Он посмотрел на меня странным взглядом, и я понял, что сморозил глупость.
— Я проснулся, — коротко сказал мне Вячеслав Иванович Грязнов, — заместителем начальника Московского уголовного розыска.
3
Едва я вошел к себе в кабинет, меня улыбкой встретила молодая следователь Лиля Федотова, член моей следственной группы. Она не новичок в следствии, работает уже почти четыре года в прокуратуре. Улыбка у нее ослепительная, что и говорить, да и сама она бабенка не только видная, но и очень себе на уме. Для следователя у меня неплохо развита интуиция, ну а для мужчины с репутацией Казановы она развита просто гениально — без ложной скромности. Так вот, интуиция мне подсказывает, что эта дамочка серьезно нацелилась заполучить меня себе в кроватку. Цель, что и говорить, благородная, но покуда я держусь от нее подальше. Хотя мог бы… Впрочем, все, хватит, Турецкий. Все эти мысли, тем более в начале рабочего дня, нужно пресекать в корне.
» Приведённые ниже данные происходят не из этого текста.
PR #970, opened 2018-10-30
Cache Realms in Studio

nirinchev:
This changes the renderer behavior to use persistent directory names, allowing it to avoid redownloading the Realms every time a browser window is opened. Additionally, windows are now reused and opening a Realm twice will not open a new window.

studio 2

Finally, a new option to clear the cache is added to the `Help` menu.

screenshot 2018-10-30 at 11 21 11

CM:
For reviewers. On Mac cached files are being stored in: `~/Library/Application Support/Realm Studio/`

### DIFF
--- a/src/main/Application.ts
+++ b/src/main/Application.ts
@@ -35,6 +35,7 @@ import {
   IServerAdministrationWindowProps,
 } from '../windows/WindowProps';
 
+import { cleanupRendererDirectories } from '../utils';
 import { CertificateManager } from './CertificateManager';
 import { CloudManager, ICloudStatus } from './CloudManager';
 import { MainActions } from './MainActions';
@@ -49,9 +50,6 @@ export class Application {
   private windowManager = new WindowManager();
   private certificateManager = new CertificateManager();
   private cloudManager = new CloudManager();
-
-  // Saving a reference for a single greeting window
-  private greetingWindow?: electron.BrowserWindow;
 
   private actionHandlers = {
     [MainActions.AuthenticateWithEmail]: (email: string, password: string) => {
@@ -101,6 +99,11 @@ export class Application {
     ) => {
       return this.showServerAdministration(props);
     },
+    [MainActions.CleanRendererCache]: async () => {
+      await this.windowManager.closeAllWindows();
+      await cleanupRendererDirectories();
+      await this.showGreeting();
+    },
   };
 
   // Instantiate a receiver that will receive actions from the main process itself.
@@ -121,8 +124,6 @@ export class Application {
       // Quit the app if started multiple times
       electron.app.quit();
     } else {
-      // Clean up from any renderer processes
-      this.windowManager.cleanupRendererProcessDirectories();
       // Register as a listener for specific URLs
       this.registerProtocols();
       // In Mac we detect the files opened with `open-file` event otherwise we need get it from `process.argv`
@@ -173,11 +174,17 @@ export class Application {
   }
 
   public async showConnectToServer(props: IConnectToServerWindowProps) {
+    const { window, existing } = this.windowManager.createWindow({
+      type: 'connect-to-server',
+      props,
+    });
+
+    if (existing) {
+      window.focus();
+      return Promise.resolve();
+    }
+
     return new Promise(resolve => {
-      const window = this.windowManager.createWindow({
-        type: 'connect-to-server',
-        props,
-      });
       window.show();
       window.webContents.once('did-finish-load', () => {
         resolve();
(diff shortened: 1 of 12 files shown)


src/main/Application.ts
```diff
@@ -101,6 +99,11 @@ export class Application {
     ) => {
       return this.showServerAdministration(props);
     },
+    [MainActions.CleanRendererCache]: async () => {
```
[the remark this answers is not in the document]
cmelchior: Actually, it seems it should be `ClearRendererCache`, which is why it isn't being called.

src/utils/renderer-process-directory.ts
```diff
@@ -19,39 +19,36 @@
...
-
-export const getRendererProcessDirectories = () => {
-  const directories = fs.readdirSync(userDataPath);
-  return directories
-    .filter(name => rendererPattern.test(name))
-    .map(name => resolve(userDataPath, name));
-};
-
-export const changeRendererProcessDirectory = () => {
+export const changeRendererProcessDirectory = (type: string) => {
```
cmelchior: I'm not sure I understand the rationale for creating a cache directory for each window?

src/ui/reusable/RealmLoadingComponent/index.tsx
```diff
@@ -198,30 +202,33 @@ export abstract class RealmLoadingComponent<
         // Other errors, propagate it.
         throw error;
       }
-    } else if (realm && realm.mode === realms.RealmLoadingMode.Synced) {
-      const props = (realm as any) as realms.ISyncedRealmToLoad;
+    }
+
+    if (realm && realm.mode === realms.RealmLoadingMode.Synced) {
```
cmelchior: I'm not sure this works as expected, but It is unclear to me why not.
I tried to test:
1) Clearing all caches
2) Open the default realm from https://cmelchior.us1.cloud.realm.io. This took ~5 seconds.
3) Close the browser window
4) Open the default Realm again. I would expect this to be instantaneous since the file should be cached, but it it still takes ~5 seconds.

cmelchior (commented):
I fixed a bug which meant that the "Clear Cache" menu item didn't work.

Re-focusing the original window seems to work 👍 
Accessing a cached file is still very slow, so I suspect something is not working correctly?

src/main/MainMenu.ts
```diff
@@ -24,7 +24,7 @@ import * as raas from '../services/raas';
 import { store } from '../store';
 import { showError } from '../ui/reusable/errors';
 
-const isDevelopment = process.env.NODE_ENV === 'development';
+const isDevelopment = process.env.NODE_ENV === 'development' || true;
```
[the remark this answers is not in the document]
nirinchev: Oops, it does - I added it as launching via `npm run start` didn't set the env variable correctly, and must have forgotten to remove it 🤦‍♂️

src/main/Application.ts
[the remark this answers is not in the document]
nirinchev: Thanks! I decided I don't like the names just before comitting and must have forgotten it.

src/utils/renderer-process-directory.ts
nirinchev: We can't have multiple processes accessing the same file/sync session. This is problematic because each renderer runs in its own process, and the server administration window opens the admin Realm. This means that if you open the admin Realm in a browser window, you'll get a realm-js crash.

cmelchior: Ah okay. I thought that everything ran in the same process/thread :+1:

src/ui/reusable/RealmLoadingComponent/index.tsx
nirinchev: Yeah, you'd need to have a huge Realm to notice the difference as the 5 seconds are rendering, logging users in (since we don't serialize right now), etc. If you have a Realm that is several hundred megabytes, then it's quite noticeable.

src/main/Application.ts
```diff
@@ -291,17 +303,24 @@ export class Application {
   }
 
   public showServerAdministration(props: IServerAdministrationWindowProps) {
+    // TODO: Change this once the realm-js Realm.Sync.User serializes correctly
```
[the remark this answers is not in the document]
nirinchev: https://github.com/realm/realm-studio/issues/972

cmelchior (approved):

kraenhansen:
Refocusing the window instead of opening the same Realm in two different windows could be considered an anti-feature. Now a user cannot view+edit objects from multiple classes at the same time by opening the same Realm twice.

I also think the previous behaviour was a good way to show change propagation. A user must now use a separate app or computer to see changes propagate from Studio via the server and back.

nirinchev:
I believe viewing multiple classes at the same time is better implemented as tabs in the same renderer - it's quite inefficient to download a huge Realm to be able to open different views.

I don't think it has been historically obvious to users that they'll be downloading the Realm every time they open it, so even though you could have used it to verify that changes propagate to the server and back, I'd be surprised if anyone depended on it (as without knowing the internals, I would assume that both windows are showing the same local Realm).

kraenhansen:
@nirinchev that makes sense 👍 I think you're right about the tabs, perhaps we should add that to the idea backlog. And you might be right about the users expectations of server roundtrips, I'm probably just a bit blinded about how it's been working so far :)

src/main/Application.ts
```diff
@@ -315,38 +334,51 @@ export class Application {
...
+    });
+
+    let authPromise: Promise<raas.user.IAccountResponse>;
+    if (existing) {
+      window.focus();
+      // authPromise is set in the else clause
+      authPromise = (window as any).authPromise;
+    } else {
+      // Hacky way to avoid recreating the auth promise every time the window is focused.
+      (window as any).authPromise = authPromise = new Promise<
```
kraenhansen: @nirinchev ... why did we do this again? It's super hacky as the comment states and very potent for a future bug.

kraenhansen: If the `authPromise` variable gets renamed or another part of the code does not respect this implicit interface it's ripe for a runtime error.

nirinchev: Sure, that's why there's a comment on both places it's being used - I wouldn't be worried about people renaming the property in one case and not the other. The reason I marked it as a hack wasn't because I add a runtime property on the window object but because it felt semantically incorrect to load the window object with that information. But at the time I couldn't find a better place to persist that information as the architecture didn't seem to follow the MVVM/MVC patterns I am familiar with.

Issue #972, opened 2018-10-30
Serialize/Deserialize users instead of logging them in


nirinchev:
**Is your feature request related to a problem? Please describe.**
I'm always frustrated when Studio logs in my user for every window I open.

**Describe the solution you'd like**
I'd like it to use the new serialize/deserialize methods exposed by realm-js.

PR #973, opened 2018-10-30
Serialize users rather than logging them in again and again

nirinchev:
Fixes https://github.com/realm/realm-studio/issues/972


src/ui/ServerAdministration/index.tsx
```diff
@@ -216,7 +216,7 @@ class ServerAdministrationContainer
         },
       });
       // Authenticate towards the server
-      const user = await ros.users.authenticate(this.props.credentials);
+      const user = Realm.Sync.User.deserialize(this.props.user);
```
kraenhansen: As this is synchronous perhaps we could just skip the "authenticating" status?

kraenhansen (approved):
This is pure awesomeness!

Внезапно я понял, что она мне что-то говорит и теперь наслаждается моментом, принимая мои размышления за замешательство мужчины, который общается с красивой женщиной, а она — яркая блондинка, как раз в моем духе, и фигурка у нее хоть куда.
— Простите, вы что-то сказали? — переспросил я ее.
Если та улыбка была ослепительной, то от следующей можно было не только ослепнуть, но и оглохнуть. Что удивительно, потому что она не произнесла ни звука, пока дьявольски улыбалась.
— Я сказала, что Константин Дмитриевич просил вас зайти к нему, как только вы появитесь, — повторила она.